### [Problem]
Within the records below, filter for lines carrying the word "larger" and copy them.

Saved data entries:
PR #871, opened 2026-08-02
Stop cutting content out of exported report PDFs

yochze:
A scheduled report emailed as PDF arrives with content missing: the right-hand columns of a wide table gone, long tables stopping after the rows that happened to be on screen, charts sliced at the page edge.

## Why it happened

The renderer treated a PDF like a screen.

A dashboard is built to scroll — the codegen prompt tells the model to wrap wide tables in `overflow-x-auto` (`create_artifact.py`), and the built-in `TableCard` caps its height with `overflow-auto` (`artifact-globals.js`). Paper does not scroll, so everything outside those boxes was silently discarded.

On top of that the document was laid out at a 1280px viewport and then printed to A4 portrait, re-flowing into ~700px. ECharts bakes its container size into the canvas at init and `page.pdf()` never fires a resize, so charts kept their desktop width and hung off the sheet.

## What changed

**Render for paper** (`report_pdf_service.py`)

- Expand containers that are actually hiding content before printing. Only boxes that *both* clip and have content beyond the clip are touched, so decorative `overflow:hidden` and ellipsis truncation are left alone. A `max-width` the content has outgrown is relaxed too — that does not clip, it spills the table out of its card and off the page.
- Lay out at the real printable width, on a landscape sheet, and re-size the charts (animations off) after every layout change.
- Fit a dashboard to one page when it can be. Chromium prints at `printable_width / scale`, so choosing a scale is choosing a layout width; solve for the width where the content's aspect ratio matches the sheet. Past `MIN_SCALE` a single page stops being legible, so fall back to full-size pagination with cards, charts and rows kept whole and table headers repeated.
- Measure the furthest painted edge rather than trusting root `scrollWidth`, which under-reports content escaping a centred, width-capped wrapper — exactly where the last column was being lost.
- Add a gutter when content forces the layout wider: a block does not apply its padding to overflowing content, so a table given exactly its own width ends up flush against the page margin and reads as cut.

**Two adjacent exports were broken outright**

- *Slides.* A slides artifact's `content['code']` is python-pptx source, not HTML; feeding it to the HTML renderer emitted three pages of Python. The deck is the artifact, so convert its `.pptx` through the existing LibreOffice helper (`_office_convert.py`). Report-level export now prefers the dashboard and only falls back to a deck.
- *Docs.* Docs are markdown rendered client-side by `DocViewer.vue` and have no `content['code']`, so the HTML path produced a blank page. Refuse instead of attaching an empty PDF.

**Embedded files** are inlined as data URIs for the render — the headless browser cannot authenticate against `/files/{id}/content`, so every `<BowFile>` in an exported dashboard was a placeholder. The helper moved next to the screenshot path that already used it.

## Verification

Booted the full sandbox (backend + frontend + Claude 4.5 Haiku) and had the model build a dashboard from a 36×14 CSV. It independently produced the exact failing pattern — a 14-column table inside `overflow-x-auto` within a centred `max-w-7xl` wrapper. The scheduled-email path (`generate_for_report`) was then run against that report with the committed code and this branch, and the PDFs compared by text extraction:

| | before | after |
|---|---|---|
| detail columns | **6 / 14** | 14 / 14 |
| detail rows | 36 / 36 | 36 / 36 |
| KPIs / charts | 3 / 2 | 3 / 2 |
| page | A4 portrait, 4pp | A4 landscape, 3pp |
| content vs page edge | **612.8pt on a 596pt page — off the sheet** | 790.1pt, margin at 813.1pt |

DOM audit at print time on the real artifact: no element still clipping content, nothing painted past the document box.

Slides were verified the same way on a model-generated deck: before, three pages of `def generate_slides(...)`; after, five pages of the actual presentation.

## Tests

`backend/tests/e2e/test_report_pdf_completeness.py` — five cases covering un-clipping, single-page fit, data-URI inlining, and the doc/slides refusals. The two browser-backed cases skip when Playwright or the vendored JS libs are absent. PDF text is read back with `pypdfium2`, already a dependency.

Note for anyone running the slides path locally: it needs `libreoffice-impress`, not just `libreoffice-core` — the Dockerfile installs it, a bare dev box may not.

## Known gap

Doc artifacts still have no PDF export. They now fail cleanly rather than attaching a blank page; a server-side markdown + `{{viz:}}` renderer is separate work and is not in this PR.

---
_Generated by [Claude Code](https://claude.ai/code/session_01RQspjKWRpG3ceRi3WvFPjq)_


yochze:
CI note: `unit-tests` came back **cancelled**, and it isn't this branch. The job has `timeout-minutes: 30` and the suite is nowhere near done when the cap hits — dependency install eats ~15 min, and the run was at 32% (`tests/unit/test_file_tools.py`) when the runner cut it.

Same thing on the merge base. On `main` @ `b6a9295`, `unit-tests` was cancelled at exactly 30 minutes (06:35:26 → 07:05:13) while every other job in that run went green and it still dispatched the Docker build.

Not touching it here — raising the cap or splitting the job is a repo-wide call, not part of this change. The other checks are running normally.

---

PR #886, opened 2026-08-03
Decide suggestion containment with a linear scan, not a quadratic diff

yochze:
Instruction saves and opens were taking minutes. Profiling one `GET /api/instructions/{id}` on a sandbox reproducing the reported shape (48 instructions, 8 agents, 12 pending, system-prompt sized bodies): **wall 66.9s, of which 66.7s was a single `difflib` call and 0.025s was SQL.**

## Root cause

`suggestion_merge.covers()` asks whether a pending suggestion is already fully contained in another text. It computed a full character-level alignment and then discarded everything except whether any `delete`/`replace` opcode appeared:

```python
sm = difflib.SequenceMatcher(None, small, big, autojunk=False)
for tag, *_ in sm.get_opcodes():
    if tag in ("delete", "replace"):
        return False
```

That is quadratic, and `autojunk=False` disables the popular-element heuristic that keeps difflib usable on repetitive input — which a system-prompt instruction (many near-identical rule lines) is:

| instruction size | `covers()` |
|---|---|
| 2.5k chars | 0.056 s |
| 5k | 0.250 s |
| 10k | 0.831 s |
| 20k | 3.2 s |
| 40k | 15.1 s |
| the customer's real 20k pair | **66.7 s** |

## Why the earlier fix didn't cover it

`docs/feedback-loops/agents-pending-reconciliation-perf.md` (PR #813) capped the sibling diff in `text_hunks` at `MAX_DIFF_TOKENS = 2000` and moved it off the event loop behind `_HUNK_CPU`. Neither guard reaches this one:

| | `text_hunks` rebase | `suggestion_merge.covers()` |
|---|---|---|
| size cap | `MAX_DIFF_TOKENS` | none |
| unit compared | word tokens (~5k for a 20k-char doc) | raw characters (20k) — ~16× the work |
| off the event loop | `asyncio.to_thread` + semaphore | no |

And it sits on the **detail** path — where that fix deliberately routed the authoritative check ("resolves the moment the instruction is opened") — plus the review panel and the response of every `PUT`.

## The change

"Every character preserved, in order, with only insertions between" is exactly *"`small` is a subsequence of `big`"*, which one left-to-right scan decides in O(n+m).

The scan answers the docstring's question **exactly**; difflib only approximated it. Its greedy longest-match can emit a `delete` even where an embedding exists, so it could answer False where the contract says True — never the reverse, since an alignment with no delete/replace leaves every character of `small` in an `equal` block, which *is* a subsequence. 1,000 randomised edit pairs (insert / append / delete / replace / line-reorder / identical) produced no disagreement in either direction.

`superseded_by_containment` calls it O(candidates²) times; the length test added there prunes pairs that cannot match to O(1), since `b` must be strictly longer than `a` to add anything.

## Measured

Same sandbox, same data, before → after:

| request | before | after |
|---|---|---|
| `GET /instructions/{id}` | 68.1 s | **0.05 s** |
| `GET /instructions/{id}/versions` | 3.3 s | **0.05 s** |
| `GET /instructions/{id}/resolved-evals` | 2.9 s | **0.05 s** |
| `GET /instructions/{id}/pending-builds` | 204.8 s | **0.09 s** |
| `PUT /instructions/{id}` (save) | 70.5 s / 133.7 s | **0.19 s** |

Because it ran on the event loop it also starved the worker — the same mechanism the earlier PR described. An unrelated instruction-list query, unchanged:

```
idle                                    0.076 s
alongside one detail request  before   55.7 s
                              after     0.13 s
```

Results are unchanged: the same 12 pending ids out of 48 instructions, and the same suggestion returned by the review panel.

## Tests

- `backend/tests/unit/test_suggestion_merge.py` (new, 17 tests): the contract cases, a differential check against the previous difflib implementation over randomised edits, the one-way-implication guarantee the swap rests on, a perf guard asserting the pathological 20k-char pair stays under 1 s, and the `superseded_by_containment` behaviours including the deletion-only suggestion that must never be dropped.
- Existing suites: `test_instruction.py`, `test_build.py`, `test_instruction_light_view.py`, `test_instruction_resolve.py`, `test_instruction_edit_anchors.py`, `test_search_instructions_pending.py`, `test_instruction_main_build_integrity.py` — 92 passed.

## Not included

Three separate findings from the same investigation, left for their own changes:

1. Every save creates a build snapshotting **every** instruction in the org (`BuildService._copy_build_contents`) — ~1.5 s and 4,000 inserted rows per save at 4k instructions, and `build_contents` grows unboundedly.
2. `AgentReliabilityService._run_build_fanout` derives `has_global` from the whole snapshot rather than the changed rows, so essentially every save fans out to every agent in the org (reproduced: editing one DS-scoped instruction recorded 6 `global_change` runs).
3. Concurrent saves can truncate the main build — `get_or_create_draft_build` can hand out a build another request is still copying into, the collision is swallowed by `create_build`'s `except Exception`, and in a 5-way burst the sandbox's main build went from 4,000 instructions to 2.

---
_Generated by [Claude Code](https://claude.ai/code/session_01WBz5PkzdbnUMC5A9W9wWxE)_

### DIFF
--- a/backend/app/services/suggestion_merge.py
+++ b/backend/app/services/suggestion_merge.py
@@ -13,7 +13,6 @@ We instead detect the relationship by *content*: if one suggestion's text is the
 other's text plus pure insertions, the smaller is an intermediate the larger
 already covers, and only the larger (cumulative) suggestion should surface.
 """
-import difflib
 from typing import List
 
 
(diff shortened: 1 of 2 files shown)


yochze:
CI red on `playwright-tests`, failing on the base branch too — not from this change.

```
[onboarding] › tests/onboarding/onboarding-wizard.spec.ts:59:3 › step 2: configure OpenAI LLM provider

  Locator:  getByText(/successfully connected/i)
  Expected: visible
  Received: <element(s) not found>
  Timeout:  30000ms   (3 attempts)

1 failed, 61 did not run, 3 passed
```

Identical on main @ `9e63c961` ([run 30816014135](https://github.com/bagofwords1/bagofwords/actions/runs/30816014135/job/91693824123)) — same test, same locator, same line 94, same `1 failed / 61 did not run / 3 passed`. That run's `integration-llms` job failed as well, which points at the LLM credential/upstream path rather than anything in the app: the assertion waits on a live "successfully connected" response from the provider-connection test in the onboarding wizard.

This PR is backend-only — `suggestion_merge.covers()` plus a new unit test. Nothing in it is reachable from the onboarding wizard or from provider connection tests, and the first failing test aborts the run before the other 61 execute, so the suite never gets to any instruction coverage.

Green here so far: `integration-data-sources`, `integration-llms`. Still running: `unit-tests`, `e2e-tests (sqlite)`, `e2e-tests (postgres)` — those are the ones that actually exercise this change, and locally the new 17 unit tests plus 92 existing instruction/build e2e tests pass.

I'll re-check and re-run once the base branch recovers.

---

### [Task response]
 other's text plus pure insertions, the smaller is an intermediate the larger
 already covers, and only the larger (cumulative) suggestion should surface.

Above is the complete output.